Return the following from the records below: each line, word for word, starting with the line that contains "PR #282, opened 2014-11-18" and going on through the line that contains "You can test", with nothing outside that range.

(Given entries Opens)

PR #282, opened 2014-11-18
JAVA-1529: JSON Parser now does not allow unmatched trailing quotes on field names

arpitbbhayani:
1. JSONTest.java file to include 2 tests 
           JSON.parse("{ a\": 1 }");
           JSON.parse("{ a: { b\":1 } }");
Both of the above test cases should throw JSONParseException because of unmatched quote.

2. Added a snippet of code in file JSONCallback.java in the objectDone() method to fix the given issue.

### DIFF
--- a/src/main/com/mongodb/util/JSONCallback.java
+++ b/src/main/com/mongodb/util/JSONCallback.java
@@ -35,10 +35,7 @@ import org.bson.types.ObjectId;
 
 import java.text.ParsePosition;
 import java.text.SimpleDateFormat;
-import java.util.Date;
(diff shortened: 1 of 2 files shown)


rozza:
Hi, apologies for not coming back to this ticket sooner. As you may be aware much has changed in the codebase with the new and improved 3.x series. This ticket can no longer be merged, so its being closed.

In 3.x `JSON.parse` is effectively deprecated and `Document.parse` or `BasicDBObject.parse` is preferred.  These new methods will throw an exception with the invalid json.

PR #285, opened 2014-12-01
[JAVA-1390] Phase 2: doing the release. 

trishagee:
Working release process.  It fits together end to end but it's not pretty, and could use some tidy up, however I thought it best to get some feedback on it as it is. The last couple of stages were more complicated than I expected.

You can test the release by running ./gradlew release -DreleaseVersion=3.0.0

(Given entries Closes)
(Given entries Opens)

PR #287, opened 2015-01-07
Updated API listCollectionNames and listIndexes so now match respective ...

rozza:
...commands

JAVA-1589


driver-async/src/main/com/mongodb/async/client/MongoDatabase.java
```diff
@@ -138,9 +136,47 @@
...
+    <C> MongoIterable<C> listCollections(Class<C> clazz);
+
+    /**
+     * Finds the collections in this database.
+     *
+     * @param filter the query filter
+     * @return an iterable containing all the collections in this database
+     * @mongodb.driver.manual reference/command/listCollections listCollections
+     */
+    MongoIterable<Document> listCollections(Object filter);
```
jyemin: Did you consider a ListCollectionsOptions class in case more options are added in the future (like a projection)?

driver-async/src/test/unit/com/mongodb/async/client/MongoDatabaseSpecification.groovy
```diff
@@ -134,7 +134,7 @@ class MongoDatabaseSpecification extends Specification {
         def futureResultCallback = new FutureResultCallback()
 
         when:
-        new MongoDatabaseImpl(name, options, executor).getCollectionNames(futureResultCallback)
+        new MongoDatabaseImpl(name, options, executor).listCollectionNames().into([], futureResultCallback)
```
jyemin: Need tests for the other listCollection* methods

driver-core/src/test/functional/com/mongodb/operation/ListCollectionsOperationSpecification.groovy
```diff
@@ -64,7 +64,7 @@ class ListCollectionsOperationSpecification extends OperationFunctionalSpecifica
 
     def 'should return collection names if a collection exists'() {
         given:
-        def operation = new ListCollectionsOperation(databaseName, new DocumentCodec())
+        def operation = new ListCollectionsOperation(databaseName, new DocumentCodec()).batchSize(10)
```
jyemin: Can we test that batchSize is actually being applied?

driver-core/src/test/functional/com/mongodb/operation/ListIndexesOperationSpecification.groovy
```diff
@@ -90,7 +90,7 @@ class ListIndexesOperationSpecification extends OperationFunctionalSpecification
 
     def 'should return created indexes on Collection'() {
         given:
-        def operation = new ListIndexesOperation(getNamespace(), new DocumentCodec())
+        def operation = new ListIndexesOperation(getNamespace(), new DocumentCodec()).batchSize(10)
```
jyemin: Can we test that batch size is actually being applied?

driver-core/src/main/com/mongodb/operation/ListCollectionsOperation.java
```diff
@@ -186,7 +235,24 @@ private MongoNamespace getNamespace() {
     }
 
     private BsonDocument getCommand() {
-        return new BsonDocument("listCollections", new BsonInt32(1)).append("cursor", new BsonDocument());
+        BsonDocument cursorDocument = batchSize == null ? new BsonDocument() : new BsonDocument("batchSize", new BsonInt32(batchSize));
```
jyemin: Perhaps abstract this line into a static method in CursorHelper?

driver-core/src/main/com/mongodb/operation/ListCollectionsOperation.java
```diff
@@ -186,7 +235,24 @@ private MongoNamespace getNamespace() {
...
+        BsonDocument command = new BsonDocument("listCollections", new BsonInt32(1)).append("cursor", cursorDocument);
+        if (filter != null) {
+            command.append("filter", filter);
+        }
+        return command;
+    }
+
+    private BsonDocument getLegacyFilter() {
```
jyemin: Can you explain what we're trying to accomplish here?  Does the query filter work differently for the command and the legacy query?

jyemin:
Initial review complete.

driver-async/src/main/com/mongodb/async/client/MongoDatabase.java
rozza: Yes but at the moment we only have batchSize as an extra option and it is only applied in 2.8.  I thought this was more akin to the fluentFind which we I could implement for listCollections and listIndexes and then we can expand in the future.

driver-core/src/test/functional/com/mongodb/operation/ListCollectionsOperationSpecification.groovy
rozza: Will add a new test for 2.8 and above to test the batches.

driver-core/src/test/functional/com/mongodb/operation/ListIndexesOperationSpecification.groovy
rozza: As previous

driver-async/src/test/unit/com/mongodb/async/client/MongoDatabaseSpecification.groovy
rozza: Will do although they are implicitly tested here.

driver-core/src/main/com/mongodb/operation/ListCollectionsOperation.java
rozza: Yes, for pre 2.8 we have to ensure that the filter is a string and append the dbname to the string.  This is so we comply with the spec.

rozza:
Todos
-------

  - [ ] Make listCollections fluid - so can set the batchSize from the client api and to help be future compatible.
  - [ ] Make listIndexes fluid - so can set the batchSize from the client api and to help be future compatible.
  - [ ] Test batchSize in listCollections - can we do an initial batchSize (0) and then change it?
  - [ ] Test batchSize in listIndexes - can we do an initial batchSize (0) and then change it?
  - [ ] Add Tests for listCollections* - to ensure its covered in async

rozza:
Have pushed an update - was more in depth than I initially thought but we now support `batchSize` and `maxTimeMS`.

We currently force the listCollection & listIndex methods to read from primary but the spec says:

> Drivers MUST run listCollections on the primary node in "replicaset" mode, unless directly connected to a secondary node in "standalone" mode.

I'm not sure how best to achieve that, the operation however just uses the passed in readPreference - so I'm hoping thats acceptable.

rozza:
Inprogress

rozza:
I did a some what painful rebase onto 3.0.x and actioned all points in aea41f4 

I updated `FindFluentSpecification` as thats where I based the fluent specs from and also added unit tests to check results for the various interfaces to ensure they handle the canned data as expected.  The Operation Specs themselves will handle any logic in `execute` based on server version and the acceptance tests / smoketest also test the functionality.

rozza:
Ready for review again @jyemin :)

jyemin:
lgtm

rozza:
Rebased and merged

(Given entries Closes)

Answer box:
PR #282, opened 2014-11-18
JAVA-1529: JSON Parser now does not allow unmatched trailing quotes on field names

arpitbbhayani:
1. JSONTest.java file to include 2 tests 
           JSON.parse("{ a\": 1 }");
           JSON.parse("{ a: { b\":1 } }");
Both of the above test cases should throw JSONParseException because of unmatched quote.

2. Added a snippet of code in file JSONCallback.java in the objectDone() method to fix the given issue.

### DIFF
--- a/src/main/com/mongodb/util/JSONCallback.java
+++ b/src/main/com/mongodb/util/JSONCallback.java
@@ -35,10 +35,7 @@ import org.bson.types.ObjectId;
 
 import java.text.ParsePosition;
 import java.text.SimpleDateFormat;
-import java.util.Date;
(diff shortened: 1 of 2 files shown)


rozza:
Hi, apologies for not coming back to this ticket sooner. As you may be aware much has changed in the codebase with the new and improved 3.x series. This ticket can no longer be merged, so its being closed.

In 3.x `JSON.parse` is effectively deprecated and `Document.parse` or `BasicDBObject.parse` is preferred.  These new methods will throw an exception with the invalid json.

PR #285, opened 2014-12-01
[JAVA-1390] Phase 2: doing the release. 

trishagee:
Working release process.  It fits together end to end but it's not pretty, and could use some tidy up, however I thought it best to get some feedback on it as it is. The last couple of stages were more complicated than I expected.

You can test the release by running ./gradlew release -DreleaseVersion=3.0.0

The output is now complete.